The problem was, it’d never fit with the extra shelf.
With all the shelves there was no room for the fireplace. One had to go! And apparently, it had to go that week.
But I was on retreat! I was supposed to be looking at my life and my business and forging a plan to follow in the upcoming months.
But this shelf was dogging me. All I wanted was to be able to run the Virtual Business Retreat (scheduled for the following week) from in front of a blazing (fake) fire (with built-in space heater.)
So, rather than sit there with pen and paper and plan, I pulled apart shelving units.
Here’s the thing, though. I had already begun my retreat.
I had declared sacred space and set an intention of learning about the next best steps for my business.
Once these things are invoked, anything you do (pretty much regardless of what it is) informs your intention. In other words “What could I learn about my business from moving shelves?”
Turns out? Quite a lot.
I learned:
- Sometimes you need to ask for help. Like when you discover that the high gloss paint you used all those years ago has combined with 8 years of humid summers and adhered said shelves to your carpet. Solution – get the twelve year old to man-handle them with you.
- Trust my own knowing. One less shelf meant one less shelf of books. (gasp!) It was actually okay. I’d outgrown a lot of them, and letting them go showed me it was time to put my own stuff out into the world rather than leaning on others.
- It’s a lot of bloody work to make things happen. Emptying 6 shelves was a whole lotta effort. Sometimes I need to be reminded that this is the nature of the beast when you run your own business.
- The Universe will drop you hints no matter what you choose to do while on retreat. Under those shelves I found an arrow (for action and coincidentally aligned with the tarot card I drew for the year.) Then a quarter – symbol of money (and that reason we’re all in business, heart-centered or otherwise.) And lastly, a little blue ceramic fish.

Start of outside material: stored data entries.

PR #225, opened 2017-07-13
Added unify_id method for request id validation

schaefi:
The request id value from the Azure rest api is not consistently
of the same type which makes it hard to handle the id if it could
be a string or a number. This commit introduce a static method
called unify_id which allows us to properly format the id into
a common value so that azurectl can consume the information in
the same way all over the place. So far unify_id just formats
the information, depending on the value more python logic might
be required


rjschwei:
I think this is a good approach to deal with the problem. With this approach we can fix #223 to be int(request_id, 16) > 0 which I think was the original intend of the comparison in py2.

schaefi:
ok, so I'll merge this to the branch and we can create a follow up request for the needed changes

PR #226, opened 2017-07-25
- Switching to Python 3 makes the API "incompatible" thus we need to

rjschwei:
bump to 3.0.0
- Package is being renamed we need to use rpm accepted Provides Obsoletes
  construct


azurectl/version.py
```diff
@@ -14,4 +14,4 @@
 """
     Global version information used in azurectl and the package
 """
-__VERSION__ = '2.4.0'
+__VERSION__ = '3.0.0'
```
schaefi: why does the move to py3 make the api incompatible ? it's still the same api or am I missing the point ?
In any case please use the bumpversion tool to update the version:

```
bumpversion major
```

package/spec-template
```diff
@@ -14,7 +14,7 @@ BuildRequires:  python3-devel
 BuildRequires:  python3-setuptools
 Requires:       python3-docopt
 Requires:       python3-APScheduler
-Requires:       python3-azure-sdk-storage >= 0.30.0
+Requires:       python3-azure-storage >= 0.30.0
```
schaefi: who has done this package renaming and why ?

schaefi: to my knowledge there is no change on the azure storage side of things

rjschwei: @glaubitz submitted the package to d:l:p yesterday. The upstream name of the package on PyPi is azure-storage, thus our package should be named python3-azure-storage. I think when you originally created the python-azure-sdk-storage package it was named this way because we pulled the tarball out of the azure-sdk tarball.

Anyway, since we are trying to get all the ducks lined up and be name guideline compliant it made sense to fix this along the way.

azurectl/version.py
rjschwei: OK, used bumpversion

The API is the same per-se, agreed. However, someone running in Python 2 will notice the API disappeared, which one could argue is an incompatibility. I'd say going to 3.0.0 shows that we cooked up a major change and people shouldn't just blindly pick it up if the do not put in some effort to understand what happened.

PR #56, opened 2019-01-09
pagination should not show when zero rows

jbetancur:
* hide pagination when zero rows


ajai06:
is it possible to show pagination when zero rows ?

PR #100, opened 2019-06-12
Update README.md

hiukky:
double .. : )


jbetancur:
Thank you for taking the time to submit a PR!

So, I would prefer to not change the API for component props. What I was planning on doing was creating a new prop `paginationComponentOptions` that you can pass an object with any number of options. For the built in pagination component i would have something like `{ rowsPerPageText: ..., etc...}` and that can be overridden: e.g.

```
paginationComponentOptions={ rowsPerPageText: 'Custom Rows Per Page' }
```

This also allows those that want to develop a custom component to have a hook to pass in their own customization props.

hiukky:
@jbetancur Yeah .. yesterday I did passing the prop straight away .. but today I had the same idea of ​​creating a prop with options .. this really is good!
I do not know if you looked at my fork .. I'm trying to

Issue #99, opened 2019-06-11
Issue with setting Page number


rakeshmanjunatha:
In a table by default page number will be 1 but i want to set it to any number dynamically.
Any idea?

Thanks

jbetancur:
I agree that this should be a feature. I’ll see if I can get this feature done this week

rakeshmanjunatha:
Thanks for the update, but i'm trying to update this package in my system, its not happening getting older one only.

jbetancur:
Hi,

That’s because I didn’t update anything yet ;)

rakeshmanjunatha:
okay fine, it will be helpful if you push the latest one.

jbetancur:
Fixed in https://github.com/jbetancur/react-data-table-component/pull/102

I'll cut a release this weekend once I get your other issue #101 resolved

rakeshmanjunatha:
Hi,

Still its not working, when i'm trying to set the page number dynamically. but its working fine with initial default page number.

Actually i'm storing the page number in URL on onChangePage event.

Scenario: On page load if the URL has "page" number parameter, i'm trying to assigning value to **paginationDefaultPage**  using setState but its not working.

PR #102, opened 2019-06-12
Add paginationDefaultPage prop to DataTable for setting the initial page number

Lknechtli:
Add a `defaultPage` prop to DataTable.
This is useful when you want to store the page size / number in a url parameter and allow navigating directly to a page in the table.

I think this is what #99 is asking for, but either way it would be very useful to have.


jbetancur:
Thank you for the PR! I'll have a look at this a little later today.

jbetancur:
Ok, just a few things and I can get this merged in:

* To keep the naming convention can you rename to `paginationDefaultPage`?
* Make sure the tests pass `yarn test`
* Update the README with the new property

Lknechtli:
:+1: I'll have some time in the morning to do it.

Lknechtli:
image
@jbetancur Pushed the fixes

allencazar:
@jbetancur , is there a proper way to control or set the current page?
- wanted to go to last page or any page programmatically. 
- highlight last/new added row.

PR #104, opened 2019-06-14
Add custom texts to pagination component

metabaronespinosa:
Just added the possibility to pass custom texts to pagination component

### DIFF
--- a/src/DataTable/DataTable.js
+++ b/src/DataTable/DataTable.js
@@ -237,6 +237,8 @@ class DataTable extends Component {
       subHeaderAlign,
       subHeaderWrap,
       subHeaderComponent,
+      rowsPerPageText,
+      ofText
     } = this.props;
 
     const {
@@ -318,6 +320,8 @@ class DataTable extends Component {
                     currentPage={currentPage}
                     rowsPerPage={rowsPerPage}
                     theme={theme}
+                    rowsPerPageText={rowsPerPageText}
+                    ofText={ofText}
                   />
                 </TableFooter>
               )}
--- a/src/DataTable/Pagination.js
+++ b/src/DataTable/Pagination.js
@@ -54,6 +54,8 @@ export default class Pagination extends PureComponent {
     onChangeRowsPerPage: PropTypes.func.isRequired,
     theme: PropTypes.object.isRequired,
     currentPage: PropTypes.number.isRequired,
+    rowsPerPageText: PropTypes.string,
+    ofText: PropTypes.string,
   };
 
   getNumberOfPages() {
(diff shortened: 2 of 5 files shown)


hiukky:
@metabaronespinosa your commit reminds me of my ..  : )

Lknechtli:
I think it might be better just to add a localizationText prop. Passing a separate prop for each string seems slightly silly when you consider that most applications that support localization store the strings in a separate file.
Doing something like this seems a bit silly:
```javascript
import L10nJson from "L10n.json";
const { rowsPerPageText, ofText, ...otherTextFieldsAsProps} = L10nJson;
const LocalizedDataTable= (...props) => <DataTable {...props} rowsPerPageText={rowsPerPageText} ofText={ofText} {...otherTextFieldsAsProps} />;
```
when you can just do
```javascript
import L10nJson from "L10n.json";
const LocalizedDataTable= (...props) => <DataTable {...props} localizationText={L10nJson} />;
```

hiukky:
@Lknechtli yea!  I had done this in a first case, but I was looking for another way to improve it!  Your idea is cool ..

jbetancur:
I was planning on adding a new prop `paginationComponentOptions` that takes an object of values that can be used to override the default pagination component as well as used for custom component development when you want to provide a hook.

e.g.
```
onChangeRowsPerPage={ rowsPerPageText: 'Rows per Page' }
```

hiukky:
@jbetancur 
Very good! here are but a few options we need hehe! : )
image

jbetancur:
@hiukky 1.5.4 now has `paginationComponentOptions`. As for progress, noData and expander you can just use: progressComponent, noDataComponent, and expandableRowsComponent respectively. These props take either a string or component:

```
class MyComponent extends Component {
  render() { 
    return (
      <DataTable
        title="Arnold Movies"
        columns={columns}
        data={data}
        progressComponent="Un Momento"
        noDataComponent="Nada"
        expandableRowsComponent="actually, you would always use a custom component here"
        pagination
        paginationComponentOptions={{ rowsPerPageText: 'Filas por pagina', rangeSeparatorText: 'de' }}
      />
    )
  }
);
```

hiukky:
@jbetancur 
Good in both cases of progressComponent and expandableRowsComponent will not go right because here 
https://github.com/jbetancur/react-data-table-component/blob/master/src/DataTable/propTypes.js#L101-L103 
you are passing an element, then the user would also have to pass an element and if it does not do this an error will be triggered against the defined PropTypes! what I had done was left just the string there and put the elements in the main file rendering them ... and also ends up not having a standardization since some not very experienced user may think that if you put progressText as in `paginationComponentOptions = {rangeSeparatorText : '....'} `will work do not you think?

I think defining a prop getting all the string used would be more interesting than dividing by categories .. pagination ..body ..head `DataTableText = {prop: '...', prop2: '...'}` For example

jbetancur:
You are correct about the prop type not accepting string for expandableComponet, but Expandable rows does not need translation or options as it is literally meant for you to pass in a custom component 100% of the time.

progressComponent accepts a string however, here I would expect someone to pass a progress component but you can pass text just the same. 

For pagination I think as long as the api is documented clearly - which it is on the readme and storyboard and we have examples it should work. I’m not a fan of managing language in the library, but for pagination I provided the hooks to do so since it’s a bit of an outlier. 

Hope that helps but 1.5.5 which I released today has the paginationOptions for you to use

metabaronespinosa:
Hey, thank you very much for the last release, it totally solves what I wanted to reach

dinizime:
Sorry for re-opening. But how about localization in Selectable Rows? (... item selected)

jbetancur:
@dinizime I was thinking about this the other day. I'll open a separate issue for this, though I don't think it will be as easy as adding localization. Need to re-thing the context menu a bit

PR #111, opened 2019-06-16
Align columns by expanding rows

hiukky:
This was bothering..

image

Lined up

image


jbetancur:
Unfortunately, this doesn't work when you use `selectableRows` as well. I think the problem lies in the padding logic for Cell and TableCol.

jbetancur:
@hiukky I appreciate the PR. The issue was a bit more involved though. I will merge a similar fix to yours into a 1.6.1 release. Thanks again!

https://github.com/jbetancur/react-data-table-component/pull/116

What on earth did that have to teach me about my business? Now that is a good question to follow! So I did. That same morning that I decided the shelves had to come apart was also the day I received my “Goddess of the Year” intuitive reading from Amy Palko. This year’s goddess is Nyai Loro Kidul, an Indonesian sea goddess. Hmmm….. |
I took a break to ponder its meaning (and to give my shoulders a rest because damn, those Ikea shelves are heavy!) and started tooling around the internet. I wound up at Lara Eastburn’s site, drooling over her website offerings.
And there, as bold as you’d like, is a mermaid tale. It looks nothing like my fish, or even my goddess but after years of paying attention to intuitive prompts, I knew. I knew, without a doubt, that a new website was where I was meant to go.
And THIS - this gorgeous, easy-to-navigate website - is what you get when I move shelves for my business retreat.
Because here’s the last thing that I learned about my business (and myself ) from moving those damn shelves instead of planning for my business: I hate change, especially when something has been around for so long that it’s figuratively stuck to the carpet and requires a whole lot a work to move.
But change can be good, too. Sitting in front of my faux fire during that snowy, February week, talking my peeps through their own retreats, made everything that came before it worthwhile.
May is the next Virtual Business Retreat. During that retreat I’ll be figuring out the launch for the new site and interactive fun over on La Padre’s Facebook page.
That’s the theory at least. Or maybe I’ll be rearranging cabinets, or walking on the beach searching for signs of a late East Coast Spring.
Doesn’t really matter. So long as I’m on retreat and I keep my eyes open, I’ll learn what I need to learn.